Yep I like it alot . It will soon be all I use in repaints.


----------



## daArch (Mar 15, 2008)

I'm an out-of-the-loop idiot, tell me more.

Who makes it, what does the container look like, etc ?


----------



## NEPS.US (Feb 6, 2008)

http://www.downwithdust.com/about_compound.php


----------



## Msargent (Jan 16, 2009)

Bill the downside is im used to 5 gal buckets and this is 3.5gal.But clean up is better than old Jc.


----------



## ParagonVA (Feb 3, 2009)

very interesting- never seen this product b4. Perhaps they don't have it here yet- or maybe I just haven't noticed it yet. 

thanx fo' the info:thumbsup:


----------



## jonnythecutter (Mar 10, 2009)

CGC dust control drywall compound is the stuff here in Toronto...


----------



## jmda (Nov 14, 2007)

For those of you using it a lot - can you thin it with water to make it a little easier to work with when doing a lot of taping?

Normally I only do small patches and skim coating, so this will be a product I will use often from now on. The clean up is awesome.

On this current project I am doing a lot of taping and mudding.


----------



## paintguy48 (May 1, 2009)

Man I wish I would have seen or heard of this. Just finished floating out damaged drywall from stripping wallpaper. Damn


----------



## chrisn (Jul 15, 2007)

Great stuff, it is all I have used for about a year now. 3 and 1/2 is easier to lug around also.


----------



## daArch (Mar 15, 2008)

So can I assume it feathers as well as the "dusty" stuff?

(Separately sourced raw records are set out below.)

PR #1770, opened 2018-06-27
[1767] CustomDragLayer can now take className prop

JanTaras29:
# Description
For draggable lines work I require to extend to apply className to customDragLayer component - this would be a neat feature to have in Carbon to make customLayer even more custom.

# TODO
- [x] Release notes

# Screenshots / Gifs

# Testing Instructions

### DIFF
--- a/src/components/drag-and-drop/custom-drag-layer/custom-drag-layer.js
+++ b/src/components/drag-and-drop/custom-drag-layer/custom-drag-layer.js
@@ -1,5 +1,6 @@
 import React from 'react';
 import PropTypes from 'prop-types';
+import classNames from 'classnames';
 import { DragLayer } from 'react-dnd';
 
 const collect = (monitor) => {
@@ -62,6 +63,10 @@ class CustomDragLayer extends React.Component {
     };
   }
 
+  getClassName = (props) => {
+    return classNames('custom-drag-layer', props.className);
+  }
+
   setClonedChildWidth(props) {
     this.width = props.draggableNode.getBoundingClientRect().width;
   }
@@ -82,7 +87,7 @@ class CustomDragLayer extends React.Component {
 
   render() {
     return (
-      <div className='custom-drag-layer'>
+      <div className={ this.getClassName(this.props) }>
         <div
           className='custom-drag-layer__container'
           ref={ (node) => { this._container = node; } }
--- a/CHANGELOG.md
+++ b/CHANGELOG.md
@@ -3,6 +3,7 @@
 ## Improvements
 
 * `Menu` now outputs semantic HTML. Links are rendered in HTML lists, with submenus rendered with nested lists.
+* `CustomDragLayer` component can now take className prop. 
 
 # 4.1.0
 
--- a/src/components/drag-and-drop/custom-drag-layer/__spec__.js
+++ b/src/components/drag-and-drop/custom-drag-layer/__spec__.js
@@ -230,4 +230,22 @@ describe('CustomDragLayer', () => {
       })
     })
   });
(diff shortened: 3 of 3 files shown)


src/components/drag-and-drop/custom-drag-layer/custom-drag-layer.js
```diff
@@ -62,6 +62,10 @@ class CustomDragLayer extends React.Component {
     };
   }
 
+  getKlassName = (props) => {
+    return `custom-drag-layer ${props.className}`;
```
andrewjtait: if `props.className` is not set, then this will add a class of `undefined` into the HTML.

Instead please use the [classNames](https://github.com/JedWatson/classnames) package we use in Carbon:

```
classNames('custom-drag-layer', props.className);
```

src/components/drag-and-drop/custom-drag-layer/custom-drag-layer.js
```diff
@@ -82,7 +86,7 @@ class CustomDragLayer extends React.Component {
 
   render() {
     return (
-      <div className='custom-drag-layer'>
+      <div className={ this.getKlassName(this.props) }>
```
andrewjtait: as you have set this up to pass an argument to the function, it might as well send the relevant arg: `this.getKlassName(this.props.className)`

src/components/drag-and-drop/custom-drag-layer/custom-drag-layer.js
```diff
@@ -62,6 +62,10 @@ class CustomDragLayer extends React.Component {
     };
   }
 
+  getKlassName = (props) => {
```
andrewjtait: I don't think we use `klass` with a `k` anywhere else, might as well stick with `getClassName`?

src/components/drag-and-drop/custom-drag-layer/custom-drag-layer.js
andrewjtait: alternatively your function has access to `this` - but I guess that is not as functional!

src/components/drag-and-drop/custom-drag-layer/custom-drag-layer.js
```diff
@@ -62,6 +62,10 @@ class CustomDragLayer extends React.Component {
...
+    return `custom-drag-layer ${props.className || ''}`;
```
andrewjtait: We use the [classNames](https://github.com/JedWatson/classnames) package in Carbon to handle this:

```
classNames('custom-drag-layer', props.className);
```

toni-leigh:
Linking to the ticket has no meaning in an open source repo, anyone outside of Sage won't be able to view the ticket details and the codes aren't useful either

src/components/drag-and-drop/custom-drag-layer/custom-drag-layer.js
toni-leigh: We solve the same problem with the key `class` by using `className` instead (though `klass` is also an alternative in similar situations, `className` is preferred here as it's just a name being defined rather than an object)

JanTaras29: Correct - will refactor that 👍.

src/components/drag-and-drop/custom-drag-layer/custom-drag-layer.js
JanTaras29: I styled access to props to be similar to `this.getItemStyles(this.props)` in this file.

JanTaras29:
Local QA passed

PR #1771, opened 2018-06-28
Add redirectAfter method to Browser

ianoxley:
Add `redirectAfter` to the `Browser` class. This method takes 2 arguments: url, and seconds.

It redirects to the given URL after the given number of seconds have elapsed e.g. if you need to redirect after displaying a `Flash` message.

### DIFF
--- a/src/utils/helpers/browser/browser.js
+++ b/src/utils/helpers/browser/browser.js
@@ -58,6 +58,17 @@ const Browser = {
   },
 
   /**
+   * Redirects to URL after the given number of seconds have elapsed
+   *
+   * @method redirectAfter
+   * @param url => URL string format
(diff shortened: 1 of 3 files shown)


src/utils/helpers/browser/browser.js
```diff
@@ -57,6 +57,17 @@ const Browser = {
...
 
+  /**
+   * Redirects to URL after the given number of seconds have elapsed
+   *
+   * @method redirectAfter
+   * @param url => URL string format
+   * @param seconds => the number of seconds to wait before redirecting
+   */
+  redirectAfter: (url, seconds) => {
+    return setTimeout(() => Browser.redirectTo(url), seconds);
```
chrisbarber86: Isn't this milliseconds rather than seconds?

PR #1777, opened 2018-07-03
Adding transitionAppear and transitionAppearTimeout to modal component

halezmo:
# Description
Adding transitionAppear and transitionAppearTimeout to modal component, so we have animation on initial mount

# TODO
- [x] Release notes

# Screenshots / Gifs

# Testing Instructions


CHANGELOG.md
```diff
@@ -1,3 +1,9 @@
+# 4.1.1
```
SeanArmstrong: I think we should reserve patch releases for quick little fixes on major/minor versions.

This can just go into 4.2.0 unless there is a specific reason you need the change urgently

halezmo: Yea I can put it for 4.2.0

halezmo:
@SeanArmstrong in this case I had to create branch from 4.1.0 as some change is master are causing some tests in s1_gac_ui/artefacts to fail, as I remember failure was caused by some icon/icon type

SeanArmstrong:
Yeah that will cause some snapshots to fail, maybe that should of been breaking? But it should be simple just to update them.

If you want to do a patch you will probably have to do a PR into release-candidate or release depending on the state of those branches. I don't think we want to do that though @andrewjtait

halezmo:
@SeanArmstrong Can we have approval on this one, release notes updated

halezmo:
@SeanArmstrong I am still not sure which branch I should target with this PR

PR #1790, opened 2018-07-13
1790 - the WithDrag allowTextSelection method fix for Internet Explorer

JanTaras29:
# Description
When withDrag element was present on the page the overly specific binding on `startselect` event caused the inputs on the page to be unselectable for Microsoft browsers. The preventing of event propagation was scoped only to icon by which the user will drag the icon.

# TODO
- [x] Release notes

# Screenshots / Gifs

# Testing Instructions

The app was tested on Safari and IE and both tests were successful.


src/components/drag-and-drop/with-drag/with-drag.js
```diff
@@ -53,7 +53,7 @@ class WithDrag extends React.Component {
   // In Safari it changes the mouse cursor when dragging because it thinks text is being selected
   // We test if the target is an html element (not text) or if we already know the user is dragging
   allowTextSelection = (event) => {
-    if ((event.target instanceof HTMLElement) || this.dragging) {
+    if (event.target.tagName === 'SPAN' || this.dragging) {
```
andrewjtait: this is true for `Icon`, but this component is not limited to just dragging `Icon` components

JanTaras29: @andrewjtait What other elements should we protect against?

andrewjtait: what about checking if the tag is a HTMLElement but not an Input or something?

JanTaras29: @andrewjtait I think it would work, we will see how to refactor that. 👍

halezmo:
@andrewjtait Any suggestion on what would be the best approach on testing this carbon change? 🤔

PR #1792, opened 2018-07-16
Adds onMaxRetries call to Poller

toni-leigh:
## Description

* We need to be able to handle a user defined action when the Poller reaches it's try limit rather then outputting a `console.warn`.
* The console output will still remain the default.

## TODO
- [x] Release notes


src/utils/helpers/poller/__spec__.js
```diff
@@ -135,6 +134,22 @@ describe('poller', () => {
       });
     });
 
+    describe('when polling termkinates and theres an onMaxRetries function', () => {
```
samcartwrigh: typo on terminates

src/utils/helpers/poller/__spec__.js
```diff
@@ -135,6 +134,22 @@ describe('poller', () => {
...
 
+    describe('when polling terminates and theres an onMaxRetries function', () => {
+      it('calls the onMaxRetries function', () => {
+        const onMaxRetriesSpy = jest.fn();
+        functions.onMaxRetries = onMaxRetriesSpy;
+
+        Poller({ url }, functions, { interval: 1000, retries: 2 });
+        jest.runTimersToTime(1000);
+
+        for (let i = 0; i < 2; i++) {
```
andrewjtait: do you want to asset above this that the function has NOT been called? having your assertion that it has been called at the bottom does not assert _when_ it was called.

src/utils/helpers/poller/poller.js
```diff
@@ -126,7 +127,10 @@ function getFunctions(functions) {
     handleError: functions.handleError || null,
     conditionMet: functions.conditionMet || (() => { return false; }),
     conditionNotMetCallback: functions.conditionNotMetCallback || (() => { return false; }),
-    terminate: functions.terminate || (() => { return false; })
+    terminate: functions.terminate || (() => { return false; }),
+    onMaxRetries: functions.onMaxRetries || (() => {
+      console.warn('The poller has made too many requests - terminating poll'); // eslint-disable-line no-console
```
SeanArmstrong: This should probably use the logger rather than warning itself.

This will stop anything showing in production and also concentrates the no-console ESLint ignore to one place

src/utils/helpers/poller/__spec__.js
samcartwrigh: @andrewjtait - just tidying up this PR. Is your comment answered by line 146?

src/utils/helpers/poller/__spec__.js
```diff
@@ -129,11 +129,27 @@ describe('poller', () => {
...
+    describe('when polling terminates and theres an onMaxRetries function', () => {
+      it('calls the onMaxRetries function', () => {
+        const onMaxRetriesSpy = jest.fn();
+        functions.onMaxRetries = onMaxRetriesSpy;
+
+        Poller({ url }, functions, { interval: 1000, retries: 2 });
+
+        for (let i = 0; i < 2; i++) {
+          expect(onMaxRetriesSpy).not.toHaveBeenCalled();
+          jest.runTimersToTime(1000);
```
patrickmelvin: Does this loop tie up the test for 2 seconds?

PR #5512, opened 2022-09-29
feat(box): add support for the gap css property when component is displayed flex or inline-flex FE-5357

### LINKED ISSUE #5434: Update Box component to have a gap prop
### Desired behaviour

Box component to have a prop which enables customisation of the gap property in CSS. See info: https://css-tricks.com/almanac/properties/g/gap/

### Current behaviour

Box has no prop which allows customisation of the gap property in CSS.

### Suggested Solution

_No response_

_No response_

_No response_

### Confidentiality

edleeks87:
fix #5434

### Proposed behaviour

Adds `gap` prop to the `Box` component. The prop accepts numbers from 0-8 or valid CSS strings. If a number is passed it will be multiplied by 8 to generate a px value. The prop only works when the component has `display` `flex` or `inline-flex`.

image

### Current behaviour

No support for `gap` CSS property when `Box` is flex container

### Checklist

#### QA

### Testing instructions

https://codesandbox.io/s/romantic-jackson-wrt9no?file=/src/index.js


src/components/box/box.stories.mdx
```diff
@@ -279,5 +365,17 @@ If no `scrollVariant` prop is set then the scroll bar will resort to the browser
...
       required: false,
     },
+    {
+      name: "boxSizing",
+      type: { summary: "content-box | border-box" },
+      description: "Set the box-sizing attribute of the Box component",
+      required: false,
+    },
+    {
+      name: "tabIndex",
```
DipperTheDan, line 375: Good spot. I totally forgot to add this when I added tabIndex 🙄

DipperTheDan (approved):

src/components/box/box.stories.mdx
edleeks87: all good there was a few missing

src/components/box/box.spec.tsx
```diff
@@ -8,9 +8,19 @@ import {
...
+  ScrollVariant,
+  BoxSizing,
+  AllowedNumericalValues,
+  Gap,
+} from "./box.component";
 import boxConfig from "./box.config";
 
+const numericalGapValues = Array.from({ length: 9 }).map(
+  (_, i) => i as AllowedNumericalValues
+);
```
robinzigmond, line 22: I'm not going to suggest a change as I'm not sure how else to do this (convert a union type to an array of all its values - note than the other way round is easier so that might be something to consider), but this is potentially dangerous. If we ever add or remove allowed numeric values from the type (not likely I know but who's to know what design changes might happen in future?), this won't have any effect on `numericalGapValues` which will always be the array of integers from 0 to 8.

I think I prefer the alternative of defining an array explicitly and generating the type from that.

src/components/box/box.spec.tsx
```diff
@@ -71,4 +81,13 @@ describe("Box", () => {
       assertStyleMatch({ boxSizing }, wrapper);
     }
   );
+
+  it.each<Gap>([...numericalGapValues, "20px", "20%"])(
+    "has styles applied when gap is set to %s",
+    (gapValue) => {
+      const wrapper = mount(<Box display="flex" gap={gapValue} />);
+      const gap = boxConfig.gap(gapValue);
+      assertStyleMatch({ gap }, wrapper);
```
robinzigmond, line 90: I'm not sure whether this is a useful test. It's basically testing "are we calling `boxConfig.gap(gapValue)` and applying that to the CSS `gap` property?".

I guess that's still a useful thing to check but I'd want to also include tests for `boxConfig.gap` to make sure that's doing what it should.

src/components/box/box.stories.mdx
```diff
@@ -119,6 +119,94 @@ Please note that in order to see the `position: fixed` Box, you will need to vie
   </Story>
 </Canvas>
 
+### Gap
+
+The `Box` component also supports the `gap` property when its `display` property is set to either 
+`flex` or `inline-flex`. See the [prop table](#props) below for more information on the types it accepts
+
+<Canvas>
```
robinzigmond, line 127: in might be worth demonstrating the 2-value syntax (eg `gap="10px 20px"`) as part of this story?

.storybook/utils/styled-system-props.js
```diff
@@ -751,7 +766,9 @@ const StyledSystemProps = ({
     rows.push(...generateStyledSystemWidthProps(defaults));
   }
   if (flexBox) {
-    rows.push(...generateStyledSystemFlexBoxProps(defaults));
+    rows.push(
+      ...generateStyledSystemFlexBoxProps(defaults, flexBox === "with gap")
```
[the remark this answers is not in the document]
robinzigmond: Another thing to think about here, which might make the above redundant: since this is our own prop and not actually part of styled system, maybe it should be in the "main" props table rather than one of the styled system ones? (Since most of those are "CSS-y" things like `overflowWrap` anyway.)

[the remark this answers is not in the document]
edleeks87: I did consider using a `hasGap` prop but decided it wasn't as needed we just checking for the "truthyness" of it, personally think either approach is fine but chose the current as this is likely to be the only time we need to update the flexbox prop table. Wrt to where it's listed in the prop table, I prefer it in the `flexbox` subsection as it will only work when the Box is flexed etc; the other props, on the other hand` are independent.

src/components/box/box.component.tsx
```diff
@@ -35,13 +37,16 @@ export interface BoxProps
   boxSizing?: BoxSizing;
   /** Allows a tabindex to be specified */
   tabIndex?: number | string;
+  /** Sets the gap between children of a flex box container. Accepts any valid CSS string or any number 0 - 8 which will be multiplied by 8 and result in a px value */
+  gap?: Gap;
```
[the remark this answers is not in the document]
edleeks87: You are completely right, I completely forgot to add the props for setting the individual gaps, will get this updated.

src/components/box/box.spec.tsx
edleeks87: I'll change it so `const gap = typeof gapValue === number ? `${gapValue * 8}px` : gapValue` but don't feel there's any more value in writing tests for the config function past that

src/components/box/box.spec.tsx
edleeks87: If we remove/ or add to the type we will need to update the map so the tests would either fail or we would not have full coverage

src/components/box/box.stories.mdx
edleeks87: I'll add a demo of the row and column gap  props being used as you rightly pointed out they need to be included in the interface.

.storybook/utils/styled-system-props.js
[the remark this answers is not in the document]
edleeks87: I've ended up amending as it was trivial to do

src/components/box/box.spec.tsx
edleeks87: End up updating it after thinking about it a bit more, still think any changes would have been caught but changing the approach to this will allow it to be caught faster

robinzigmond (approved):

DipperTheDan (approved):

ZhuoyuJin (approved):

3 gal buckets ain't so bad. That's what I prefer for my water and trash buckets when I'm at the wall (obviously empty and cleaned). And finding paste in 3 gal buckets is getting tough. 

And I won't mention the aging back does prefer lighter weights to lug around. 5's full of mud are not the best for me - although I'll never admit it.


----------



## Msargent (Jan 16, 2009)

Only thing i dont like is if you play with the mud it will pull but so will all of them just seems to pull more.


----------



## MAK-Deco (Apr 17, 2007)

Msargent said:


> Yep I like it alot . It will soon be all I use in repaints.



I can see using it on repaints if you had a large job and went thru and patched everything first but premixed stuff takes for ever to dry...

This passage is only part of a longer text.